PR #1, opened 2019-12-04
Update README.md

atheurer:


README.md
```diff
@@ -1,2 +1,39 @@
...
+### Input
+
+Rickshaw needs the following:
+- Benchmark config file
+  - Rickshaw really does not care what the benchmark is; however, rickshaw must have a config file to know how to run the benchmark.  These config files are not bundled with the rickshaw project, but some from other benchmark-helper projects, or you write this config file yourself for your own benchmark.  The config file instructs rickshaw on what to execute on the controller (the host where you are running rickshaw as well as what to run on any benchmark clients and servers. 
+- Benchmark parameters
+  - This may be an array of multiple parameters, when the user wants the benchmark run mulitple ways, for example:
+    <pre>[ "--rw=read --bs=4k", "--rw=write --bs=4k" ]</pre>
+  - The [multiplex](https://github.com/perftool-incubator/multiplex) project can be used to generate this array (it can convert things like "--rw=read,write --bs=4k" into the array above), and it will do parameter validation for you as well.
+- Endpoint extension
```
k-rister: While I know what you are talking about, it probably would be helpful to include a definition of what an endpoint is.  I have a sneaking suspicion that many wouldn't understand that.

README.md
```diff
@@ -1,2 +1,39 @@
...
+  - This determines how the benchmark gets executed on different endpoints.  The default extension, local, simply runs the benchmark command on the local host.  Rickshaw supports using multiple extensions for different endpoints.  For example, if you want to run uperf benchmark, you need both a client and server uperf.  If you want to run the uperf server on Kuberbetes, but you want to run the uperf client on a baremetal host, you can use the 'k8s' extension for the server and the 'ssh' extension for the client
+  - <pre>--endpoint:server[1]:k8s:$master-hostname --endpoint:client[1]:ssh:$client-hostname</pre>
+  - Other examples
+    - 8 servers running in 8 containers in k8s and 8 clients running on the same barmetal host:  
+      - <pre>--endpoint:server[1-8]:k8s:$master-hostname --endpoint:client[1-8]:ssh:$client-hostname</pre>
+    - 8 servers running in 8 containers in k8s cluster A and 8 clients running in 8 containers in k8s cluster B:  
+      - <pre>--endpoint:server[1-8]:k8s:$cluster-a-master-hostname --endpoint:client[1-8]:k8s:$cluster-b-master-hostname</pre>
```
k-rister: I like this endpoint definition format.  You should probably also include examples for non master/server workloads as I'm not sure what that would look like.  For example, for something like the hypothetical ddbench which is a single instance benchmark would it be something like these:

```
--endpoint:local
--endpoint:ssh:$hostname
```

And potentially more crucially, what if you want to run multiple independent copies?

```
--endpoint:[1-8]:k8s:$cluster-master-hostname
```

README.md
```diff
@@ -1,2 +1,39 @@
...
+    <pre>[ "--rw=read --bs=4k", "--rw=write --bs=4k" ]</pre>
+  - The [multiplex](https://github.com/perftool-incubator/multiplex) project can be used to generate this array (it can convert things like "--rw=read,write --bs=4k" into the array above), and it will do parameter validation for you as well.
+- Endpoint extension
+  - This determines how the benchmark gets executed on different endpoints.  The default extension, local, simply runs the benchmark command on the local host.  Rickshaw supports using multiple extensions for different endpoints.  For example, if you want to run uperf benchmark, you need both a client and server uperf.  If you want to run the uperf server on Kuberbetes, but you want to run the uperf client on a baremetal host, you can use the 'k8s' extension for the server and the 'ssh' extension for the client
+  - <pre>--endpoint:server[1]:k8s:$master-hostname --endpoint:client[1]:ssh:$client-hostname</pre>
+  - Other examples
+    - 8 servers running in 8 containers in k8s and 8 clients running on the same barmetal host:  
+      - <pre>--endpoint:server[1-8]:k8s:$master-hostname --endpoint:client[1-8]:ssh:$client-hostname</pre>
```
k-rister: Should this be:

```
--endpoint:server[1-8]:k8s:$cluster-master-hostname --endpoint:client[1-8]:ssh:$client-hostname
```

README.md
```diff
@@ -1,2 +1,39 @@
...
+    - 8 servers running in 8 containers in k8s cluster A and 8 clients running in 8 containers in k8s cluster B:  
+      - <pre>--endpoint:server[1-8]:k8s:$cluster-a-master-hostname --endpoint:client[1-8]:k8s:$cluster-b-master-hostname</pre>
+  - If you don't provide any endpoint options, rickshaw will assume you want to run on the local system, and only 1 client will be used, and if the benchmark requires a server, only 1 server will be used, also on the local host.  
+- User and test information
+  - The following is optional, but is highly recommended to use so that your run can be easily searchable later.  Rickshaw looks for the following
+    - RS_NAME Environment variable or --name option with user's full name "First Last"
+    - RS_EMAIL Environment variable or --email option with user's email address "my-email@email.domain"
+    - RS_TAGS Environment variable or --tags containing a comma-separated list of words that are relevant to the run
+    - RS_DESC Environment variable or --desc containing a free form description of the purpose, conditions, or any other relevant information about this test.
+
```
k-rister: Just something to think about, I would like the ability to edit these after a run is complete and before the result is sent somewhere else.  I'm pretty sure we have discussed having the UI allowing editing of this information, especially tags, but I also think it would be a good idea to let the user do that on the system.

README.md
```diff
@@ -1,2 +1,39 @@
...
+    - RS_EMAIL Environment variable or --email option with user's email address "my-email@email.domain"
+    - RS_TAGS Environment variable or --tags containing a comma-separated list of words that are relevant to the run
+    - RS_DESC Environment variable or --desc containing a free form description of the purpose, conditions, or any other relevant information about this test.
+    
+  
+### Output
+  
+Rickshaw will provide the following:
+- Human readable log of the rickshaw execution, including any warning and errors from other projects, tools, or benchmarks it used.
+- A JSON file or Elastic documents describing the benchmark run that was handled by rickshaw
```
k-rister: I had not really considered both a JSON file AND the Elastic CDM documents as being output but I suppose that makes sense.  Would the JSON file be an intermediary format used to create the CDM documents?

README.md
```diff
@@ -1,2 +1,39 @@
...
+- Raw output from tools and benchmarks used.
+- Post-processed data (optionally) from tools and benchmarks
+  - Tools and benchmarks run by rickshaw should have post-processing programs to convert its native output to [CommonDataModel](https://github.com/perftool-incubator/CommonDataModel)
+  - Post-processing this data can be done (and re-done) at a later time if the user chooses.
```
k-rister: I think we need to be mindful of what information needs to be packaged with the data to allow for delayed/offsite postprocessing.  Most tools are really simple, but something like perf concerns me.

README.md
atheurer: For the ddbench example, I think we'll just clarify that benchmarks either are client or client-server, and some have just 1  while others can have many client/servers.  Now, perhaps we can have a shortcut where the user does not specify client[] or server, we assume they mean client and there's only 1 client for the benchmark.

for <pre> --endpoint:[1-8]:k8s:$cluster-master-hostname </pre>

So this is for multiple invocations of the endpoint extension?  I am not sure how I feel about that, but I guess it could be possible.  I suppose for a k8s extension, each invocation of that extension is a different pod.  I like the idea of multiple invocations/pods, but I am worried using a single --endpoint argument might be too difficult, because we still may need to use "client[n-m]" and "server[n-m]".  Here are a few examples I can think of:

1 pod on 1 k8s cluster, 8 clients and 8 servers come from the same pod:
<pre>--endpoint:k8s:[1-8]:$cluster-master-hostname</pre>

8 pods on 1 k8s cluster, 1 client and 1 server per pod:
<pre>
--endpoint:k8s:[1]:$cluster-master-hostname
--endpoint:k8s:[2]:$cluster-master-hostname
--endpoint:k8s:[3]:$cluster-master-hostname
--endpoint:k8s:[4]:$cluster-master-hostname
--endpoint:k8s:[5]:$cluster-master-hostname
--endpoint:k8s:[6]:$cluster-master-hostname
--endpoint:k8s:[7]:$cluster-master-hostname
--endpoint:k8s:[8]:$cluster-master-hostname
</pre>

2 pods on 1 k8s cluster, 8 clients for 1 pod and 8 servers for another pod:
<pre>
--endpoint:k8s:client[1-8]:$cluster-master-hostname
--endpoint:k8s:server[1-8]:$cluster-master-hostname
</pre>

I suppose this can work, but you are limited to the same client/server[] description for all of the pod invocations:
<pre>
--endpoint[2]:k8s:[1-8]:$cluster-master-hostname
</pre>

Note that the [2] above is a quantity and not an ID.  The above argument implies that each pod has both the client and the server, and there are a total of 2 pods, 16 clients, and 16 servers.

README.md
atheurer: actually I think I should have used: 
<pre> --endpoint:k8s:server[1-8]:$cluster-master-hostname --endpoint:ssh:client[1-8]:$client-hostname </pre>

So the format would be:  --endpoint:<extension>:$type[$range], where $type is client, server or blank, and $range is n-m or if blank, assumed to be the first client/server.

README.md
atheurer: I think we need some ability to re-import the CDM data, so you can make your edits, either via changing files or running some kind of 'crucible run' command to update, the run 'crucible import --update' to get the ES docs updated and not duplicated.

README.md
atheurer: I was just thinking that users trying to parse multiple CDM docs might be difficult, and so having a JSON doc which at least captures the run data (run/iteration/sample/period docs, but not the metric docs) would be nice.  I think we can make it so we use this JSON doc to generate the ES docs.  We could even go straight from this JSON doc to importing into ES (many docs) and skip the local-generation of many CDM docs.

It would also be a lot easier IMO to change something like the run.description in the JSON by hand if you wanted to.

There's a possibility we could do the same for metrics, but I would table that until we are certain it works well for the run/iteration/sample/period docs.

README.md
atheurer: For any of these tools we just need to make sure we capture all of the necessary data to re-postprocess, including using the native tool's reporting utility.  For perf the archive/restore thing should be adequate.  And while were on the topic, I would like perf to use that interval thing where a new perf.data file can be generated for something like 1/second.  That way when we eventually do write a visualizer for perf, we can change the time range of what we are seeing a little easier.

README.md
k-rister: It's not clear to me which of the above you prefer, but I think you are on the right track.  I want to be clear I wasn't necessarily advocating for the one I suggested, it just seemed somewhat appropriate given the lack of a client/server label.  I do wonder if it should just be very explicit and hierarchical:

```
--endpoint:k8s:pods[1-2]:client[1-8]:$cluster-master-hostname
--endpoint:k8s:pods[3-4]:server[1-8]:$cluster-master-hostname
```
For 2 pods with 8 clients each and 2 more pods with 8 servers each.

If you just want to refer to everything as a client and add in the server case where needed I'm fine with that, I just think it should be documented if that is the case.

README.md
k-rister: As I suggested above, how about:

```
--endpoint:${endpoint-type}:${endpoint-subtype}[$range]:{$type[$range]}

Where ${endpoint-type} could be one of "local", "ssh", "k8s", etc.

Where ${endpoint-subtype} would be context sensitive for the ${endpoint-type}, for "k8s" it could be "pods" otherwise assumed to be all in one pod

The rest as you said.

```

README.md
k-rister: That would be nice, one of my biggest gripes with the current pbench stuff is not being able to easily replace uploaded data with something that has been updated.

I think I would prefer to allow the user to run some crucible commands to update the information rather than forcing them to manually edit files.  Something like:

```
crucible list-run-ids
<list of runs with ids that are available locally>

crucible run [--run-id=<id>] get-tags
<list of tags dumped>

crucible run [--run-id=<id> set-tags "<list of tags>"
```

README.md
k-rister: Yeah, I'm pretty keen to see a perf implementation work in the way your describe.

README.md
atheurer: The problem here is that the client[1-8] does not just mean 8 clients, but clients IDs 1-8, and so you can't have client IDs 1-8 for pod1 and pod2 (and same thing for servers).  Assigning this ID specifically is important because we want to mix this with other endpoints like local or ssh, and we need to connect the dots between specific clients and servers with the same ID.  And so while it may require more --endpoint options, we may have to do something like:

<pre>
--endpoint:k8s:client[1-8]:$cluster-master-hostname
--endpoint:k8s:client[9-16]:$cluster-master-hostname
--endpoint:k8s:server[1-8]:$cluster-master-hostname
--endpoint:k8s:server[2-16]:$cluster-master-hostname
</pre>

That is, unless you want to have a format like:

<pre>
--endpoint:k8s:pod[1]:client[1-8],pod[2]:client[2-16],pod[3]:server[1-8],pod[4]:server[9-16]:$cluster-master-hostname</pre>

Actually I think this may be a good time to just assert that the format is:

<pre> --endpoint:$endpoint_type:$endpoint_options</pre>

And the $endpoint_options format is specific to that endpoint.  And it is the responsibility for that endpoint type to provide a way to identify clients and servers.

k-rister: Good point, different endpoints will/could have vastly different options so trying to standardize across all of them it probably a futile effort.

For the k8s endpoint I like your last suggestion:

```
--endpoint:k8s:pod[1]:client[1-8],pod[2]:client[2-16],pod[3]:server[1-8],pod[4]:server[9-16]:$cluster-master-hostname
```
□ □ □ □ □ □ □
- [Exercise requirements]
From the listing above, copy all lines holding the word "prefer".

- [Completed task]
k-rister: It's not clear to me which of the above you prefer, but I think you are on the right track.  I want to be clear I wasn't necessarily advocating for the one I suggested, it just seemed somewhat appropriate given the lack of a client/server label.  I do wonder if it should just be very explicit and hierarchical:
I think I would prefer to allow the user to run some crucible commands to update the information rather than forcing them to manually edit files.  Something like:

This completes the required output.